* [Records to use]:

PR #974, opened 2018-04-02
Reset fetched_files_status for manifests with stale zipfiles

lowellrex:
Connects #954.


app/controllers/api/v2/manifests_controller.rb
```diff
@@ -9,6 +9,7 @@ def start
     return sensitive_record unless bgs_service.check_sensitivity(file_number)
 
     manifest = Manifest.find_or_create_by_user(user: current_user, file_number: file_number)
+    manifest.reset_stale_fetched_files_status!
```
mdbenjam: We do not need this here. We already have code to do this check. https://github.com/department-of-veterans-affairs/caseflow-efolder/blob/master/app/models/manifest_source.rb#L36

app/models/manifest.rb
```diff
@@ -27,6 +27,13 @@ def start!
     vva_source.start!
   end
 
+  def reset_stale_fetched_files_status!
```
mdbenjam: The problem here is we want to check each source individually, and this checks the manifest `fetched_files_at` rather than the manifest source versions.

app/models/manifest_source.rb
```diff
@@ -20,6 +20,7 @@ class ManifestSource < ApplicationRecord
   def start!
     return if current? || pending?
     update(status: :pending)
+    manifest.update!(fetched_files_status: :initialized)
```
mdbenjam: This should probably go into `manifest.rb`

app/controllers/api/v2/manifests_controller.rb
```diff
@@ -13,6 +13,14 @@ def start
     render json: json_manifests(manifest)
   end
 
+  def refresh
+    manifest = Manifest.find(params[:id])
```
mdbenjam: We either need a sensitivity check here, or a check to see if a FilesDownload object was made for this user. Another option is to use the start method for this route.

app/models/manifest_source.rb
lowellrex: For sure for sure. I struggled to figure out how to write this in `Manifest.start!`. The best I could come up with was something like:
```
def start!
  if !sources.empty? && sources.map { |s| s.current? || s.pending? }.all?
    update!(fetched_files_status: :initialized)
  end
  vbms_source.start!
  vva_source.start!
end
```

I figured this disobeys the idea that children shouldn't manipulate parent objects, but I thought this way was cleaner (and we don't really adhere to that idea other places anyway). I'm open to suggestions on how this could be improved or if you like this snippet above better than this.

mdbenjam: I'd rather put this in a new method in manifest like `restart!`, it could reset the `fetched_files_status` and then call start!. I worry about two different manifest sources changing their parent's `fetched_files_status`

app/controllers/api/v2/manifests_controller.rb
```diff
@@ -13,6 +13,15 @@ def start
...
+    return record_not_found unless manifest
+    return sensitive_record unless manifest.files_downloads.find_by(user: current_user)
```
aroltsch: I think you can re-use this method to check access:
```
manifest.downloaded_by?(user)
```

app/models/manifest.rb
```diff
@@ -23,6 +23,9 @@ class Manifest < ApplicationRecord
   API_HOURS_UNTIL_EXPIRY = 3
 
   def start!
+    # Reset stale manifests.
+    update!(fetched_files_status: :initialized) if requested_zip_at && requested_zip_at < UI_HOURS_UNTIL_EXPIRY.hours.ago
```
aroltsch: Do we want to use `requested_zip_at` variable? https://github.com/department-of-veterans-affairs/caseflow-efolder/blob/5dd3163efacb5dc9955082c9d6e1c7b52b08a6f2/app/models/manifest.rb#L120 - it is on per user basis. The variable that is on `manifest` is `fetched_files_at`.

lowellrex: I think that is fine. When we `start!()` the ManifestSources, they will either re-fetch or not based on their staleness across all users, so we should really only be redoing the step of downloading the files for zip and packaging them all up... I think.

* [Exercise description]:
Write out exactly the lines that begin at the one containing "aroltsch: Do we" and continue through the last line of the data, and only those.

* [Written response]:
aroltsch: Do we want to use `requested_zip_at` variable? https://github.com/department-of-veterans-affairs/caseflow-efolder/blob/5dd3163efacb5dc9955082c9d6e1c7b52b08a6f2/app/models/manifest.rb#L120 - it is on per user basis. The variable that is on `manifest` is `fetched_files_at`.

lowellrex: I think that is fine. When we `start!()` the ManifestSources, they will either re-fetch or not based on their staleness across all users, so we should really only be redoing the step of downloading the files for zip and packaging them all up... I think.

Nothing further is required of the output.